• _Description of the task_:
Nothing should be left out. Transcribe the entries exactly as written.

• _Exercise materials_:

Issue #465, opened 2022-01-12
Git hook to autoformat source code


JohannesLichtenberger:
We need a pre commit hook or something like that to auto-format code according to our IntelliJ Java Formatter or the Kotlin standard code formatting rules.

omegaspard:
Can I work on this ? To be honest I'm reading the project since a few day and I really would like to participate. I'm new to open source contribution, I don't even know if I have to ask that way.

JohannesLichtenberger:
Sure, I'll have to upload the formatter later on.

gvdutra:
Welcome omegaspard :)

abhishekscte0327:
Hello, is this issue still open? I would like to work on it.

abhishekscte0327:
#### Issue with Spotless Configuration

Hi @Johannes Lichtenberger,

I'm currently working on a contribution to the project and encountered an issue with the `spotless` configuration. The pre-commit hook for auto code formatting is failing with the following error:
```groovy
Task :sirix-core
FAILED

Step 'com.diffplug.spotless.generic.LicenseHeaderStep' found problem in 'src/test/java/io/sirix/index/art/AbstractNavigableMapShortTest.java':
Unable to find delimiter regex ^(package|import|public|class|module)
java.lang.IllegalArgumentException: Unable to find delimiter regex ^(package|import|public|class|module)
```

## Root Cause

This issue seems to be caused by the following line in the `spotless` configuration:

```groovy
licenseHeaderFile "${rootDir}/LICENSE"
```

**It appears that the problem arises because the project contains files that are fully commented. The spotless tool is unable to find the expected delimiter regex in these files, leading to the formatting error.**

After commenting out the licenseHeaderFile line in the spotless configuration, the pre-commit hook for auto code formatting runs fine.

However, I would prefer to find a more permanent solution that does not require removing the license header. I have reached out to you on the Discord channel to discuss this issue and explore potential solutions.


Looking forward to your guidance

JohannesLichtenberger:
Implemented. There is a `pre-commit` hook at the repo root that runs formatting, and the build applies the Spotless plugin (`com.diffplug.spotless`) in `build.gradle` (`subprojects { apply plugin: "com.diffplug.spotless" ... eclipse().configFile("${rootDir}/eclipse/sirix-formatter.xml") }`). Closing as done — reopen if you'd like the hook wired up automatically on clone (e.g. via a Gradle `installGitHooks` task).

---
[...]

PR #734, opened 2024-08-22
enhancement: Automate Git hook setup for code formatting with Spotless

abhishekscte0327:
- Added githooks configuration to automate code formatting using Spotless.
- Ensured that the hooks are set up automatically when running `./gradlew` commands.
- This enhancement will help maintain consistent code formatting across the project.

This PR addresses issue <https://github.com/sirixdb/sirix/issues/465>.


JohannesLichtenberger:
@abhishekscte0327 we should use this formatter: https://github.com/sirixdb/sirix/blob/main/SirixDB.xml

abhishekscte0327:
Hii @JohannesLichtenberger, 
I've run into an issue with the provided SirixDB.xml file. It’s specific to IntelliJ IDEA and isn’t compatible with tools like Spotless or Checkstyle, which are cross-IDE friendly. Translating the provided xmlinto a format like Eclipse or Checkstyle is possible but not all rules can be perfectly mapped.

Would you prefer we go with an IntelliJ-specific solution, or should we explore a cross-IDE approach? I'm open to suggestions if you have any other ideas.

JohannesLichtenberger:
IIRC, the file was exported from Eclipse originally; maybe you can trace it back :-) That said, maybe we can otherwise go for an IntelliJ-specific solution, as reformatting almost everything, IMHO may not be worth it, as it also destroys history.

abhishekscte0327:
I have observed that using IntelliJ-specific formatting also results in reformatting a large portion of the codebase. However, i successfully traced the XML file to its original Eclipse format.

We can proceed with a cross-IDE solution using Spotless with the Eclipse formatter.  Please note that this approach will still lead to significant reformatting of the codebase.

**As an alternative, i propose using a pre-commit hook that formats only the modified files. This solution minimizes disruption by incrementally applying formatting changes, preserving the commit history, and avoiding a single massive reformatting commit. Here’s a brief overview of the approach:**

**Pre-Commit Hook**: Formats only the files that are staged for commit.
**Gradual Formatting**: Ensures formatting is applied over time, reducing the impact on the codebase.
Please let me know if you’re comfortable with this approach or if you have any other suggestions.

JohannesLichtenberger:
Sounds great, I'm not sure if it had "proper" formatting of streams back then, as I mostly prefer, when each function call is aligned on the next line, but maybe only if they wouldn't fit on one line.

Otherwise the approach sounds good :-)

abhishekscte0327:
Thanks for your feedback!

Regarding the formatting of streams where each function call is aligned on the next line, we can customize the formatting rules to fit this preference. We can ensure that function calls are aligned properly, either fitting them on one line or aligning them on the next line when they don't fit.

I'll proceed with setting up the pre-commit hook and the cross-IDE formatting solution using Spotless with the Eclipse formatter. We can tweak the settings further if needed to match the preferred formatting style.

Please let me know if you have any specific formatting configurations in mind, and I'll incorporate them.

JohannesLichtenberger:
This can be closed, right?

abhishekscte0327:
yeah, i am closing it.

PR #764, opened 2025-05-23
CoroutineDescendantAxis.kt revamp.

xDido:


JohannesLichtenberger:
Hey, thanks a lot, but I think we need to first check if the right sibling is on the same page (meaning it'll be cached already). Only if it's not we can use another trx to fetch it in the meantime.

• _Response_:
Issue #465, opened 2022-01-12
Git hook to autoformat source code


JohannesLichtenberger:
We need a pre commit hook or something like that to auto-format code according to our IntelliJ Java Formatter or the Kotlin standard code formatting rules.

omegaspard:
Can I work on this ? To be honest I'm reading the project since a few day and I really would like to participate. I'm new to open source contribution, I don't even know if I have to ask that way.

JohannesLichtenberger:
Sure, I'll have to upload the formatter later on.

gvdutra:
Welcome omegaspard :)

abhishekscte0327:
Hello, is this issue still open? I would like to work on it.

abhishekscte0327:
#### Issue with Spotless Configuration

Hi @Johannes Lichtenberger,

I'm currently working on a contribution to the project and encountered an issue with the `spotless` configuration. The pre-commit hook for auto code formatting is failing with the following error:
```groovy
Task :sirix-core
FAILED

Step 'com.diffplug.spotless.generic.LicenseHeaderStep' found problem in 'src/test/java/io/sirix/index/art/AbstractNavigableMapShortTest.java':
Unable to find delimiter regex ^(package|import|public|class|module)
java.lang.IllegalArgumentException: Unable to find delimiter regex ^(package|import|public|class|module)
```

## Root Cause

This issue seems to be caused by the following line in the `spotless` configuration:

```groovy
licenseHeaderFile "${rootDir}/LICENSE"
```

**It appears that the problem arises because the project contains files that are fully commented. The spotless tool is unable to find the expected delimiter regex in these files, leading to the formatting error.**

After commenting out the licenseHeaderFile line in the spotless configuration, the pre-commit hook for auto code formatting runs fine.

However, I would prefer to find a more permanent solution that does not require removing the license header. I have reached out to you on the Discord channel to discuss this issue and explore potential solutions.


Looking forward to your guidance

JohannesLichtenberger:
Implemented. There is a `pre-commit` hook at the repo root that runs formatting, and the build applies the Spotless plugin (`com.diffplug.spotless`) in `build.gradle` (`subprojects { apply plugin: "com.diffplug.spotless" ... eclipse().configFile("${rootDir}/eclipse/sirix-formatter.xml") }`). Closing as done — reopen if you'd like the hook wired up automatically on clone (e.g. via a Gradle `installGitHooks` task).

---
[...]

PR #734, opened 2024-08-22
enhancement: Automate Git hook setup for code formatting with Spotless

abhishekscte0327:
- Added githooks configuration to automate code formatting using Spotless.
- Ensured that the hooks are set up automatically when running `./gradlew` commands.
- This enhancement will help maintain consistent code formatting across the project.

This PR addresses issue <https://github.com/sirixdb/sirix/issues/465>.


JohannesLichtenberger:
@abhishekscte0327 we should use this formatter: https://github.com/sirixdb/sirix/blob/main/SirixDB.xml

abhishekscte0327:
Hii @JohannesLichtenberger, 
I've run into an issue with the provided SirixDB.xml file. It’s specific to IntelliJ IDEA and isn’t compatible with tools like Spotless or Checkstyle, which are cross-IDE friendly. Translating the provided xmlinto a format like Eclipse or Checkstyle is possible but not all rules can be perfectly mapped.

Would you prefer we go with an IntelliJ-specific solution, or should we explore a cross-IDE approach? I'm open to suggestions if you have any other ideas.

JohannesLichtenberger:
IIRC, the file was exported from Eclipse originally; maybe you can trace it back :-) That said, maybe we can otherwise go for an IntelliJ-specific solution, as reformatting almost everything, IMHO may not be worth it, as it also destroys history.

abhishekscte0327:
I have observed that using IntelliJ-specific formatting also results in reformatting a large portion of the codebase. However, i successfully traced the XML file to its original Eclipse format.

We can proceed with a cross-IDE solution using Spotless with the Eclipse formatter.  Please note that this approach will still lead to significant reformatting of the codebase.

**As an alternative, i propose using a pre-commit hook that formats only the modified files. This solution minimizes disruption by incrementally applying formatting changes, preserving the commit history, and avoiding a single massive reformatting commit. Here’s a brief overview of the approach:**

**Pre-Commit Hook**: Formats only the files that are staged for commit.
**Gradual Formatting**: Ensures formatting is applied over time, reducing the impact on the codebase.
Please let me know if you’re comfortable with this approach or if you have any other suggestions.

JohannesLichtenberger:
Sounds great, I'm not sure if it had "proper" formatting of streams back then, as I mostly prefer, when each function call is aligned on the next line, but maybe only if they wouldn't fit on one line.

Otherwise the approach sounds good :-)

abhishekscte0327:
Thanks for your feedback!

Regarding the formatting of streams where each function call is aligned on the next line, we can customize the formatting rules to fit this preference. We can ensure that function calls are aligned properly, either fitting them on one line or aligning them on the next line when they don't fit.

I'll proceed with setting up the pre-commit hook and the cross-IDE formatting solution using Spotless with the Eclipse formatter. We can tweak the settings further if needed to match the preferred formatting style.

Please let me know if you have any specific formatting configurations in mind, and I'll incorporate them.

JohannesLichtenberger:
This can be closed, right?

abhishekscte0327:
yeah, i am closing it.

PR #764, opened 2025-05-23
CoroutineDescendantAxis.kt revamp.

xDido:


JohannesLichtenberger:
Hey, thanks a lot, but I think we need to first check if the right sibling is on the same page (meaning it'll be cached already). Only if it's not we can use another trx to fetch it in the meantime.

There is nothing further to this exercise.